Yes. Too many single-player games suffer from unnecessary bloat as they've grown in scale & scope.
While actually doing so was a skill issue because of the difficulty of many games back then, it was usually the case that most games back in the 8-bit & 16-bit days could be beaten in a single sitting. It makes sense, since most games lacked the ability to save data (though some had battery backup) and memory cards weren't a thing yet, so devs had to make games that players could beat in 2-3 hours tops. The few games that did have battery backup to allow for save data were typically games meant to be long, like JRPGs. Some of those did have problems with bloat in the form of level grinding, but that was arguably a necessity because of how small the game worlds were (you could breeze through the original Dragon Quest in a couple of hours tops if you could start at max level). By the 16-bit era, enforced level grinding fell by the wayside; I was able to progress through Final Fantasy IV without having to grind, yet the game still took like 40 hours.

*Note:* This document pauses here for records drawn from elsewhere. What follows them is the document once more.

PR #45, opened 2015-10-29
implement workaround for unresolved symbols problem on Windows

wjwwood:
Connects to ros2/rclcpp#48

Implements a workaround for the fact that the Windows linker cannot handle unresolved symbols when linking a shared library, see: https://github.com/ros2/rclcpp/issues/48#issuecomment-150714947

### DIFF
--- a/rmw/package.xml
+++ b/rmw/package.xml
@@ -12,6 +12,8 @@
   <!-- This is required for the definition of the rosidl typesupport types -->
   <build_export_depend>rosidl_generator_c</build_export_depend>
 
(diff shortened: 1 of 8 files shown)


dirk-thomas:
Can I assume that the copied CMake code has no changes and therefore doesn't need to be reviewed?

wjwwood:
I didn't change the cmake code in the three cmake files that moved.

dirk-thomas:
lgtm

esteve:
+1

But as games moved to 3D and the ability to save progress became the norm, games have gotten bigger and bigger. Long games stopped being the sole purview of JRPGs. Now everybody wanted to tell some grand story. In a medium that's desperate to prove itself to older entertainment media, video games constantly sought to make ever more epic adventures with larger game worlds. Games that took 8-10 hours became commonplace. Then open-world games became a thing, with maps growing and growing over time, and more and more games started to take 20, 30, 40 hours or more. Developers had to fill these increasingly large maps with various tasks for players to accomplish to justify a map that big. Sadly, so much of that involves a bunch of repetitive checklist objectives, and even when devs actually try to come up with a good variety of things to do, there's still a lot of repetition because there's only so many unique things to do.
Sadly, gamers are partly to blame as well. "Short" became a dirty word at some point, along with "linear." Many of them boiled the value of a single-player game down to a "price divided by hours to beat" metric (which I think is overly simplistic bullshit, because it ignores a lot of other things, including replay value) and have demanded games that take a ludicrous amount of time to 100%.
Honestly, I'd like to see the return of the "AA" game, something that fills the gap between the massive Triple-A games and indie titles. With film there's a wide variety of budgets and crew sizes, not just "mega blockbuster" and "small indie film" with no in-between. Why not have that be the case in video games as well? We need more shorter games of high quality that I could reasonably beat in just a few hours tops. Single-player-only FPS campaigns closer in scale to the the original Halo. Survival horror games of the scale of the PS1 Resident Evil games (RE3 Remake kinda fits this). 2D platformers the scale of classic 2D Mario or Mega Man. Shoot-em-ups like Gradius & R-Type. I'd be willing to spend full price on such games, though $40 would be a better compromise because of general perceptions of cost/time-to-beat.